Starting at the first line of the records below, transcribe each line exactly, ending with the line that contains "just self-hosted networks.".

◇ ◇ ◇

PR #2873, opened 2025-12-28
GO-1234 feat: improve setup-protoc for ARM64 and handle archived websocket package

pjjjv:
This PR improves the setup-protoc logic to support ARM64 architecture and dnf-based distributions. It also replaces the archived nhooyr.io/websocket package with a maintained fork to fix build issues. Related to https://github.com/anyproto/anytype-ts/issues/83

PR #3213, opened 2026-07-17
GO-1234 Fix local discovery auto-start on self-hosted networks

pjjjv:
---

---

- [ ] 🍕 Feature
- [x] 🐛 Bug Fix
- [ ] 📝 Documentation Update
- [ ] 🎨 Style
- [ ] 🧑‍💻 Code Refactor
- [ ] ✅ Test
- [ ] 🤖 Build
- [ ] 🔁 CI

### Added tests?

- [ ] 👍 yes

### Added to documentation?

- [ ] 📜 README.md

### DIFF
--- a/space/spacecore/localdiscovery/localdiscovery.go
+++ b/space/spacecore/localdiscovery/localdiscovery.go
@@ -92,11 +92,6 @@ func (l *localDiscovery) Init(a *app.App) (err error) {
 }
 
 func (l *localDiscovery) Run(ctx context.Context) (err error) {
-	if l.manualStart && len(l.nodeConf.Nodes) > 0 {
-		// let's wait for the explicit command to enable local discovery
-		return
-	}
-
 	return l.Start()
 }
 


requilence:
Heads up — `manualStart` isn't dead code, it's actively used in production: mobile clients (iOS/Android) rely on deferring local discovery start until the user grants the local network permission, for UX reasons. Removing this gate breaks that flow for everyone, not just self-hosted networks.

Also, `len(nodeConf.Nodes) > 0` is true for both default and self-hosted (`CustomConfig`) networks — it's only false in `LocalOnly` mode — so I don't see what's specific to self-hosted here. What exact problem were you trying to solve? A repro/description would help find the right fix without removing the mechanism mobile depends on.

pjjjv:
Thanks for the clarification! During debugging of local sync on a self-hosted network, the AI misdiagnosed manualStart as suppressing auto-discovery when remote nodes were present in the config, and did not realize manualStart is the mobile permission gate. I was having various troubles getting the sync to work and I thought this contributed to the problems. I'll close this PR.

By the way, can you have a look at https://github.com/anyproto/anytype-heart/pull/2873 ? Without this change, it simply was not compiling on aarch64.

PR #918, opened 2017-12-06
3098 by Inlead: Added patch to oembed module.

guddo:
https://platform.dandigbib.org/issues/3098


cableman:
Reviewed and awaiting release

PR #920, opened 2017-12-07
B2875v2

BirkAndMe:
https://platform.dandigbib.org/issues/2875

### DIFF
--- a/modules/ding_base/ding_base.module
+++ b/modules/ding_base/ding_base.module
@@ -685,3 +685,39 @@ function ding_base_lazy_pane_ajax_deliver($page_callback_result) {
 
   return ajax_deliver($page_callback_result);
 }
+
+/**
+ * Validate an email.
+ *
+ * This check uses Drupals valid_email_addess(), and makes sure the domain used
+ * is a valid top level domain.
+ *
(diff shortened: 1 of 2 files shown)


modules/ding_base/ding_base.module
```diff
@@ -685,3 +685,39 @@ function ding_base_lazy_pane_ajax_deliver($page_callback_result) {
...
+    // If the response fails the $tld_list will be empty and we'll simply skip
+    // the domain check.
+    $response = drupal_http_request('http://data.iana.org/TLD/tlds-alpha-by-domain.txt');
+    if ($response->code == 200) {
+      $tld_list = explode("\n", $response->data);
+      cache_set('ding_base:tld_list', $tld_list);
+    }
+  }
+
+  $domain = strtoupper(substr($email, strrpos($email, '.') + 1));
```
cableman: If we look at https://tools.ietf.org/html/rfc5322 an valid mail could be "<cableman@test.dk>" with "<>". So as this is placed at a generic checker in ding_base it might take this into account.

cableman:
Single comment and please fix the scrutinizer notifications.

PR #922, opened 2017-12-07
2331: Hide follow button on own lists

BirkAndMe:
https://platform.dandigbib.org/issues/2331


cableman:
Reviewed and awaiting release

PR #923, opened 2017-12-08
2692: Updated memcache module

BirkAndMe:
https://platform.dandigbib.org/issues/2692

The change on line 231 is a linebreak fix not related to the issue.


cableman:
Reviewed and awaiting release

PR #928, opened 2017-12-12
3076: ding webtrekk fixes

holt83:
https://platform.dandigbib.org/issues/3076

OSS parameters was added twice because of the changes in https://platform.dandigbib.org/issues/629.

Updated the page titles also. Before the page title for Search node, was ding_multiple_search.

Also includes the fix to track empty searches.

### DIFF
--- a/modules/ding_webtrekk/ding_webtrekk.module
+++ b/modules/ding_webtrekk/ding_webtrekk.module
@@ -65,7 +65,7 @@ function ding_webtrekk_panels_pane_content_alter($content, $pane, $args, $contex
   if ($pane->type == 'search_result' && $pane->configuration['type'] == 'ting_search' && strpos(current_path(), 'search/ting') === 0) {
     if ($search_result = drupal_static('ting_search_results', FALSE)) {
       $params = [
-        'pageTitle' => $content->original_title,
+        'pageTitle' => 'Search ting',
         'OSS' => $search_result->search_key,
         'OSSr' => $search_result->numTotalObjects,
       ];
@@ -91,7 +91,7 @@ function ding_webtrekk_views_post_execute(&$view) {
     $params = [
       'internalSearch' => array_shift($view->args),
       'numberSearchResults' => $view->total_rows,
-      'pageTitle' => $view->human_name,
+      'pageTitle' => 'Search content',
     ];
     _ding_webtrekk_set_data_layer_values($params);
   }
--- a/modules/ding_webtrekk/ding_webtrekk.module
+++ b/modules/ding_webtrekk/ding_webtrekk.module
@@ -17,7 +17,7 @@ function ding_webtrekk_menu() {
     'access arguments' => ['administer site configuration'],
     'file' => 'ding_webtrekk.admin.inc',
   ];
-  
+
   return $items;
 }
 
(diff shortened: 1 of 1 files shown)


holt83:
Regarding the "OSS parameters was added twice":

modules/ding_webtrekk/ding_webtrekk.module
```diff
@@ -80,8 +80,7 @@ function ding_webtrekk_panels_pane_content_alter($content, $pane, $args, $contex
  * Track internal search results.
  */
 function ding_webtrekk_views_post_execute(&$view) {
-  $count = $view->total_rows;
-  if ($view->name == 'ding_multiple_search' && $count > 0) {
+  if ($view->name == 'ding_multiple_search' && strpos(current_path(), 'search/node') === 0) {
```
kasperg: Why do we need the current path check here?

modules/ding_webtrekk/ding_webtrekk.module
```diff
@@ -62,10 +62,10 @@ function ding_webtrekk_page_alter(&$page) {
  * Track ting search results.
  */
 function ding_webtrekk_panels_pane_content_alter($content, $pane, $args, $contexts) {
-  if ($pane->type == 'search_result' && $pane->configuration['type'] == 'ting_search') {
+  if ($pane->type == 'search_result' && $pane->configuration['type'] == 'ting_search' && strpos(current_path(), 'search/ting') === 0) {
```
kasperg: The combination of the implemented hook and the dependency on the current path does not seem right. The reliance on panes seems to be unnecessary noise.

How about using another hook instead and just checking whether `drupal_static('ting_search_results', FALSE)` is set? Perhaps `hook_page_alter` is really the way to go. Another approach could be `hook_search_page`

modules/ding_webtrekk/ding_webtrekk.module
holt83: Because else it's added on ting search page also because of https://platform.dandigbib.org/issues/629

modules/ding_webtrekk/ding_webtrekk.module
holt83: I don't know, this was the way it was done in the old module. Just wanted to ensure that it only gets added on the correct page.

holt83: If I remember correctly it was done this way because of:

holt83: The static variable drupal_static('ting_search_results', FALSE) is set in ting_search_search_execute. So maybe it's safe to check for it in hook_page_alter. 

Should I make this update and remove hook_panels_pane_content_alter() all together?

Just have the feeling that I forgotten something and it was made this way for a reason (made it myself, but can't remember tbh)

holt83: Looked into hook_search_page. It seems it's only invoked on the module implementing the search type?

kasperg: @holt83: Then I think we should switch to `hook_page_alter` and check current path. `hook_panels_pane_content_alter()` can be removed entirely.

modules/ding_webtrekk/ding_webtrekk.module
kasperg: OK. Then I would appreciate a comment explaining this.

holt83: Oh yeah sorry, of course. Coming up :)

modules/ding_webtrekk/ding_webtrekk.module
holt83: Ok. I will update PR with this approach

holt83:
@kasperg I updated the PR with the suggested changes.

I tried my best to make helpful comments. Let me know if they don't make sense or if you have suggestions for improvements :)

kasperg:
Approved - but branched from wrong `master` instead of `release-4.1.x`. I cherry picked commits manually.

PR #930, opened 2017-12-13
2376: Clear messages and redirection

BirkAndMe:


cableman:
Reviewed and awaiting release

PR #935, opened 2017-12-19
3159: Fixed opening hours subqueue

BirkAndMe:
https://platform.dandigbib.org/issues/3159

### DIFF
--- a/modules/ding_ddbasic/modules/ding_ddbasic_opening_hours/ding_ddbasic_opening_hours.theme.inc
+++ b/modules/ding_ddbasic/modules/ding_ddbasic_opening_hours/ding_ddbasic_opening_hours.theme.inc
@@ -188,6 +188,9 @@ function template_preprocess_ding_ddbasic_opening_hours_all(&$variables) {
 
   $order = array();
   $queue = nodequeue_load_queue_by_name('ding_library_listing');
+  if ($queue->subqueues < 1) {
+    return;
+  }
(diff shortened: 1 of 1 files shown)


modules/ding_ddbasic/modules/ding_ddbasic_opening_hours/ding_ddbasic_opening_hours.theme.inc
```diff
@@ -188,7 +188,8 @@ function template_preprocess_ding_ddbasic_opening_hours_all(&$variables) {
 
   $order = array();
   $queue = nodequeue_load_queue_by_name('ding_library_listing');
-  foreach (nodequeue_load_nodes($queue->qid, FALSE, 0, 0) as $node) {
+  $subqueue = current(nodequeue_load_subqueues_by_queue($queue->qid));
+  foreach (nodequeue_load_nodes($subqueue->sqid, FALSE, 0, 0) as $node) {
```
kasperg: [`nodequeue_load_subqueues_by_queue`](http://www.drupalcontrib.org/api/drupal/contributions%21nodequeue%21nodequeue.module/function/nodequeue_load_subqueues_by_queue/7) can return an empty array. In that case `$subqueue` will be `FALSE` and the code will fail again.

We should either loop over all subqueues or ensure that we have at least one subqueue before trying to extract the first if there is a specific reason to go for that one.

kasperg:
@BirkAndMe You opted for a different approach compared to what I suggested. I wonder why.

I updated the code and merged this manually.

◇ ◇ ◇

ANSWER SECTION:
PR #2873, opened 2025-12-28
GO-1234 feat: improve setup-protoc for ARM64 and handle archived websocket package

pjjjv:
This PR improves the setup-protoc logic to support ARM64 architecture and dnf-based distributions. It also replaces the archived nhooyr.io/websocket package with a maintained fork to fix build issues. Related to https://github.com/anyproto/anytype-ts/issues/83

PR #3213, opened 2026-07-17
GO-1234 Fix local discovery auto-start on self-hosted networks

pjjjv:
---

---

- [ ] 🍕 Feature
- [x] 🐛 Bug Fix
- [ ] 📝 Documentation Update
- [ ] 🎨 Style
- [ ] 🧑‍💻 Code Refactor
- [ ] ✅ Test
- [ ] 🤖 Build
- [ ] 🔁 CI

### Added tests?

- [ ] 👍 yes

### Added to documentation?

- [ ] 📜 README.md

### DIFF
--- a/space/spacecore/localdiscovery/localdiscovery.go
+++ b/space/spacecore/localdiscovery/localdiscovery.go
@@ -92,11 +92,6 @@ func (l *localDiscovery) Init(a *app.App) (err error) {
 }
 
 func (l *localDiscovery) Run(ctx context.Context) (err error) {
-	if l.manualStart && len(l.nodeConf.Nodes) > 0 {
-		// let's wait for the explicit command to enable local discovery
-		return
-	}
-
 	return l.Start()
 }
 


requilence:
Heads up — `manualStart` isn't dead code, it's actively used in production: mobile clients (iOS/Android) rely on deferring local discovery start until the user grants the local network permission, for UX reasons. Removing this gate breaks that flow for everyone, not just self-hosted networks.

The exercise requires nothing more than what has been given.